---------- Data for this exercise

Issue #28, opened 2015-05-19
Namespace converters


bmcfee:
Wherever it makes sense, we should have converter scripts to move between namespaces.

This could get pretty messy.

From the current set, the following seem feasible:

- [ ] `beat_position` -> `beat`
- [ ] `tag_*` -> `tag_open`
- [ ] `segment_*` -> `segment_label_open`
- [ ] `pitch_hz` <-> `pitch_midi`
- [ ] `pitch_class` -> `pitch_midi`, `pitch_hz`
- [ ] `chord_roman` -> `chord_harte` (?)

(I'm not sure about that last one; is it possible?)

There are some issues to hammer out with regards to additional parameters of the conversion.  For instance, `pitch_class_to_midi` would probably require an octave indicator, unless we just make everything start at C4 or something.

Of course, all of this is up for discussion.

bmcfee:
Some ideas:

* Add a method `Annotation.to_namespace(target_namespace)`
* Add custom converter functions as submodules of `jams.ns`.
* Register converter functions with a dispatch table keyed by tuples `(ns_from, ns_to)`, where `ns_from` is a regexp to match the input annotation namespace, and `ns_to` is the `target_namespace`

When the dust settles, an example converter might look like:

```python
@converter('tag_.*', 'tag_open')
def to_tag_open(annotation):
    annotation.namespace = 'tag_open'
    return tag_open
```

The `converter` decorator handles the following:
* registering the decorated function with the source and target namespaces in the dispatch table
* validating input annotation against the source namespace
* copying the annotation object to ensure safety of the original object

bmcfee:
Another idea for #16:

* automatic conversion attempts whenever an input annotation fails the default type check

For instance `jams.eval.chord()` only operates on `chord_harte` annotations.  Currently, if an annotation is not of the right namespace, it fails with an exception.  However, we can instead try:
```python
R = ref_annotation.to_namespace('chord_harte')
E = est_annotation.to_namespace('chord_harte')
```
and proceed as normal.

justinsalamon:
@bmcfee do we have any existing converters I could have a look at? Looking to implement the ``pitch_hz``<->``pitch_midi`` converter asap.

bmcfee:
Nope, I haven't gotten around to it yet, mainly because I haven't had a need yet.

However, having it in place might simplify some of the sonification logic, and I think the decorator syntax makes sense.

[...]

PR #105, opened 2016-02-16
[WIP] namespace conversion

bmcfee:
Implements #28 

- [x] `beat_position` -> `beat`
- [x] `tag_*` -> `tag_open`
- [x] `segment_*` -> `segment_label_open`
- [x] `pitch_hz` <-> `pitch_midi`
- [x] `chord_harte` -> `chord`
- [ ] ~~~`pitch_class` -> `pitch_midi`, `pitch_hz`~~~
- [ ] ~~~`chord_roman` -> `chord_harte` (?)~~~

### DIFF
--- a/jams/eval.py
+++ b/jams/eval.py
@@ -28,7 +28,7 @@ from .nsconvert import convert
 __all__ = ['beat', 'chord', 'melody', 'onset', 'segment', 'hierarchy', 'tempo', 'pattern']
 
 
-def validate_annotation(ann, namespace):
+def coerce_annotation(ann, namespace):
     '''Validate that the annotation has the correct namespace,
     and is well-formed.
 
@@ -101,8 +101,8 @@ def beat(ref, est, **kwargs):
     '''
 
     namespace = 'beat'
-    ref = validate_annotation(ref, namespace)
-    est = validate_annotation(est, namespace)
+    ref = coerce_annotation(ref, namespace)
+    est = coerce_annotation(est, namespace)
     ref_interval, _ = ref.data.to_interval_values()
     est_interval, _ = est.data.to_interval_values()
 
@@ -142,8 +142,8 @@ def onset(ref, est, **kwargs):
     >>> scores = jams.eval.onset(ref_ann, est_ann)
     '''
     namespace = 'onset'
-    ref = validate_annotation(ref, namespace)
-    est = validate_annotation(est, namespace)
+    ref = coerce_annotation(ref, namespace)
+    est = coerce_annotation(est, namespace)
     ref_interval, _ = ref.data.to_interval_values()
     est_interval, _ = est.data.to_interval_values()
 
@@ -184,8 +184,8 @@ def chord(ref, est, **kwargs):
     '''
 
     namespace = 'chord'
-    ref = validate_annotation(ref, namespace)
-    est = validate_annotation(est, namespace)
+    ref = coerce_annotation(ref, namespace)
+    est = coerce_annotation(est, namespace)
     ref_interval, ref_value = ref.data.to_interval_values()
     est_interval, est_value = est.data.to_interval_values()
 
@@ -226,8 +226,8 @@ def segment(ref, est, **kwargs):
     >>> scores = jams.eval.segment(ref_ann, est_ann)
     '''
     namespace = 'segment_open'
-    ref = validate_annotation(ref, namespace)
-    est = validate_annotation(est, namespace)
+    ref = coerce_annotation(ref, namespace)
+    est = coerce_annotation(est, namespace)
     ref_interval, ref_value = ref.data.to_interval_values()
     est_interval, est_value = est.data.to_interval_values()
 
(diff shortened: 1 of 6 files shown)


bmcfee:
@justinsalamon give it a look.  I'll whip up some tests shortly, but all you have to do now is say
```python
>>> jams.convert(annotation, 'pitch_hz')
```
if such a conversion is possible, it will be done.  If not, you get an exception.

It's designed to make adding new converters pretty easy (see the `nsconvert.py` module).

justinsalamon:
@bmcfee just had a look (hence ninja star), looks good to me.

bmcfee:
Okay, cool.  I'll get on with testing then.

I'll also rework eval a bit to use the converters where appropriate.

justinsalamon:
Sounds good, ping me if you'd like me to have a second look, and hopefully we can merge this pretty soon.

bmcfee:
Ok, I think this one's ready to go.

Give it a last CR pass and I'll merge.

jams/eval.py
```diff
@@ -54,10 +54,7 @@ def validate_annotation(ann, namespace):
         If `ann` fails schema validation
     '''
 
-    if not ann.search(namespace=namespace):
-        raise NamespaceError('Expected namespace="{:s}", found "{:s}"'
-                             .format(namespace, ann.namespace))
-
+    ann = convert(ann, namespace)
```
justinsalamon: @bmcfee am I right in understanding that you're validating the jams by converting it to the desired namespace and then checking if it validates against this namespace?

If so, doesn't this mean you're not only doing validation, but also conversion, under the hood?

bmcfee: The test was previously

"Is this annotation of namespace `X`?"

and is now

"can this annotation be interpreted as a valid instance of namespace `X`".


I think for evaluation (and sonification) the latter is what we really want.

bmcfee:
> for example here, does this mean you would validate a chord_harte annotation by trying to convert it to the chord namespace and check if it validates there? Is this safe?

This is safe because `chord_harte` is a (proper) subset of `chord`.  Going the other direction would not be safe in general.  (Similarly for conversion between closed tag or segment vocabularies.)

It wouldn't be hard to do a best-effort reverse conversion (`chord` -> `chord_harte`) by clobbering the namespace and calling validate.  If it passes, we're good.  If it fails, reraise the exception saying that you have an uncastable input (eg, a `sus` chord).

I'd prefer to not go down that rabbit hole though, since it opens up a lot of possibilities for *attempted* conversion.  Better to stick with a set of well-defined converters that can keep guarantees about the output.

jams/eval.py
justinsalamon: Right. So let's say I have a ``pitch_midi`` annotation, and I validate it against the ``pitch_hz`` namespace, which would validate fine in this new scenario. So I then try to use this annotation with the transcription eval wrapper, which expects ``pitch_hz`` annotations, and it breaks.

Now of course in practice I'll be adding a conversion step to the transcription eval wrapper such that any annotation provided is converted into ``pitch_hz``, so this wouldn't actually happen. But could this type of scenario, where you validate against a namespace different to the one your annotation actually is (but convertible to) and consequently get errors further down the line somewhere?

bmcfee: > So I then try to use this annotation with the transcription eval wrapper, which expects pitch_hz annotations, and it breaks.

Ah, I see what you're saying.  I forgot to change the return type.

Perhaps this should be renamed to `coerce_annotation`.

jams/eval.py
```diff
@@ -52,15 +55,16 @@ def validate_annotation(ann, namespace):
...
+    See Also
+    --------
+    jams.nsconvert.convert
+    '''
 
+    ann = convert(ann, namespace)
     ann.validate(strict=True)
 
-    return True
+    return ann
```
justinsalamon: This look safer, yes

jams/eval.py
bmcfee: Ok, I've updated the validation logic.

Instead of returning `true` (which was never actually checked) it now returns the coerced annotation, which is what gets piped into mir_eval.

jams/eval.py
```diff
@@ -32,6 +32,9 @@ def validate_annotation(ann, namespace):
     '''Validate that the annotation has the correct namespace,
```
justinsalamon: Should we be concerned about potential confusion between `eval.validate_annotation()` and `annotation.validate()` ?

jams/eval.py
justinsalamon: Yes I just had a look. Already added a couple of line comments for your attention.

jams/eval.py
bmcfee: It's not (really) a public-facing function, so I don't think so.

But, like I said, `coerce_and_validate` might be a more accurate description.

jams/eval.py
bmcfee: !resolved

jams/eval.py
bmcfee: Actually, it's not included in `__all__` or the docs, so it's 100% private and we can do whatever we want without worrying about breaking API.

Shall I change it?

justinsalamon: Well, just so that the function name reflects the functionality, I'd say yes (`coerce_and_validate`)

bmcfee: Done.

justinsalamon: Cool. You might want to update the docstring of the function, but otherwise everything looks good.

PR #119, opened 2016-07-04
added namespace enumerated values accessor

bmcfee:
This PR adds an accessor function for enumerated namespaces (eg, `tag_gtzan`).

Example usage:

```python
>>> values = jams.schema.values('tag_gtzan')
['blues', 'classical', 'country', ...]
```

This is useful for supervised learning tasks, where it's helpful to know the vocabulary up front (eg, for building label encoders).

It only works/makes sense if the namespace's `values` field is an `enum` type.  This rules out things like `tag_open` or `chord`, which are defined by regular expressions (and are, in effect, infinite vocabularies).  If the given namespace is not enumerated, a `NamespaceError` is thrown.  Otherwise, a copy of the values array is returned.

This should be ready for CR.

### DIFF
--- a/jams/schema.py
+++ b/jams/schema.py
@@ -10,6 +10,7 @@ Namespace management
     add_namespace
     namespace
     is_dense
+    values
 '''
 
 import json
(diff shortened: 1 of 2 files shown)


bmcfee:
@ejhumphrey CR plz?

bmcfee:
crickets

jams/schema.py
```diff
@@ -88,6 +88,33 @@ def is_dense(ns_key):
     return __NAMESPACE__[ns_key]['dense']
 
 
+def values(ns_key):
+    '''Return the allowed values for an enumerated namespace.
```
rabitt: An example here would be helpful.

rabitt:
👍 Everything looks good. Only thing I changed was I added the gtzan example to the values function docstring.

bmcfee:
> Only thing I changed was I added the gtzan example to the values function docstring.

thanks! I updated the doc build to include this and fixed a typo; otherwise this is mergeable.

Issue #10104, opened 2023-05-31
Incorrect handling of unicode characters


albert-github:
When trying to verify whether the problem of #5454 was solved another problem emerged, regarding the characters used.
When having a vhdl file (**MainAddressDecoder.vhd**):
```

--! @file
--! @brief Hlavní adresový dekodér pro platformu Z102
--!
```
we get the warnings:
![image](https://github.com/doxygen/doxygen/assets/5223533/9e737e32-4d27-45b2-afd4-aab4145308c7)

sorry for the screenshot but in a file it looks like:
```
MainAddressDecoder.vhd:3: warning: Lexical error, Encountered: 'Ã' after: ''
MainAddressDecoder.vhd:3: warning: Lexical error, Encountered: '­' after: ''
MainAddressDecoder.vhd:3: warning: syntax error 'adresov'
```

and the Html output is:
![image](https://github.com/doxygen/doxygen/assets/5223533/319c236f-6ab6-4251-8754-893a7a0e2f31)

When taking an equivalent cpp file (**MainAddressDecoder.cpp**):
```

/// @file
/// @brief Hlavní adresový dekodér pro platformu Z102
///
```
We don't get a warning and the output looks correct:
![image](https://github.com/doxygen/doxygen/assets/5223533/75187124-c26a-4318-972b-23a4b7b0a90a)

When having the "block comments " in VHDL like (**MainAddressDecoder1.vhd**):
```
/*! @file
    @brief Hlavní adresový dekodér pro platformu Z102
*/
```
We get the warning:
```
MainAddressDecoder1.vhd:1: warning: syntax error '/'
```
and no output at all.
(analogous cpp is OK)

@maddox11 do you have an idea?

albert-github:
I forgot to attach a small example, although I was referring to it: [example.tar.gz](https://github.com/doxygen/doxygen/files/11642697/example.tar.gz)

albert-github:
Was just thinking, might it be a Windows specific problem and maybe even depending on the compiler version or the bitness?

All tests with 1.9.8 (b3f1ffa5d8e2794ef6f8f0c6128cbb45eddbadeb)
- My default old 32-bit old Microsoft (R) C/C++ Optimizing Compiler Version 19.16.27034 for x86: problem
- The 64-bit old Microsoft (R) C/C++ Optimizing Compiler Version 19.16.27034 for x64: no problem
- GitHub Actions (64-bit) release and debug: no problem
[...]

PR #10114, opened 2023-06-06
issue #10104 Incorrect handling of unicode characters

albert-github:
Correcting code in respect to differences in char type between Java (i.e. char is unsigned) and C++ (char is signed) (see also https://github.com/javacc/javacc/pull/265)


albert-github:
In https://github.com/javacc/javacc/pull/265 it was suggested to use `-f unsigned-char` (and for MSVC `/J`) though I don't think this is a good solution.

albert-github:
Based on the discussion here, in #10104 and https://github.com/javacc/javacc/pull/265 an alternative approach has been implemented.

This PR is obsolete.

PR #10116, opened 2023-06-07
Switch dark / light mode on ESC key

albert-github:
In the darkmode some users have a problem to find the possibility to switch back to the light mode. Adding a key release event on the ESC-key that toggles between the dark and light mode.

### DIFF
--- a/templates/html/darkmode_toggle.js
+++ b/templates/html/darkmode_toggle.js
@@ -100,6 +100,11 @@ class DarkModeToggle extends HTMLElement {
                 $(window).resize(function(){
                     addButton();
                 })
+                $(document).keyup(function(e) {
+                    if (e.key === "Escape") { // escape key maps to keycode `27`
+                       DarkModeToggle.userPreference = !DarkModeToggle.userPreference
+                   }
+                })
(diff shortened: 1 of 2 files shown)


templates/html/darkmode_toggle.js
```diff
@@ -100,6 +100,11 @@ class DarkModeToggle extends HTMLElement {
                 $(window).resize(function(){
                     addButton();
                 })
+                $(document).keyup(function(e) {
+                    if (e.key === "Escape") { // escape key maps to keycode `27`
```
doxygen, line 104: `search.js` also has an escape key check to abort the search, i.e.

```javascript
else if (e.keyCode==27) // Escape out of the search field
```

how do this toggle interact with that?

albert-github: It doesn't interact good as when hitting the ESC key whilst in the search box it also sees the ESC key for the toggle and handles both. So some smart detection would probably be in place i.e. the "toggle" ESC key should not kick in when ithe focus is in the search box.
Do you know of a way to do this?

albert-github: Thanks fo the pointer. The `e.stopPropagation()`  looks like the one that should be used.

Issue #10120, opened 2023-06-09
Files with same name have a path prefix


hargorin:
**Describe the bug**
I have files with the same name but in different directories. Doxygen automatically adds a prefix in front of the files with the same name. So if you go to 'Modules', only the files with the same name have the prefix. The other files in the same directory have no prefix.

e.g.
├── header
│   ├── folder_a
│   │   ├── folder_a/foo.h
│   ├── folder_b
│   │   ├── bar.h
│   │   ├── folder_b/foo.h
└── baz.h

In my original case, the prefix behaves as follows (but I cannot reproduce it in this example)
├── header
│   ├── folder_a
│   │   ├── a/foo.h
│   ├── folder_b
│   │   ├── bar.h
│   │   ├── b/foo.h
└── baz.h

**Expected behavior**
It would be good if you had the option to add the prefix for all files in these folders.
- FULL_PATH_NAMES is not an option for me as the "file list" should be a one dimensional list.

├── header
│   ├── folder_a
│   │   ├── folder_a/foo.h
│   ├── folder_b
│   │   ├── folder_b/bar.h
│   │   ├── folder_b/foo.h
└── baz.h

**To Reproduce**
See attached file

**Version**
doxygen 1.9.1

**Additional context**
[SameFileName.zip](https://github.com/doxygen/doxygen/files/11702809/SameFileName.zip)

albert-github:
This is indeed not logical as output like:
![image](https://github.com/doxygen/doxygen/assets/5223533/c078412c-ed04-4142-83cc-c461c28efd46)


gives the impression that the file `foo.h`  would reside in the subfolder `folder_b` of `folder_b` and this is not the case.

There are a few places where these constructs are used, and there the `fd->name()` should probably be replaced with `fd->docName()`

doxygen:
@hargorin Please verify that the referenced commit fixes the problem. Do not close the issue report, this will be done automatically when the next official release is out.

hargorin:
Sorry for the late reply.
I tried it yesterday and found the same behavior/problem as described in #10124.
Let me know if you want me to try it again.

doxygen:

--------------------

Exercise details:
Looking at the entries above, count the lines that hold the string "pretty" and reply with the count alone.

Reply to the task:
3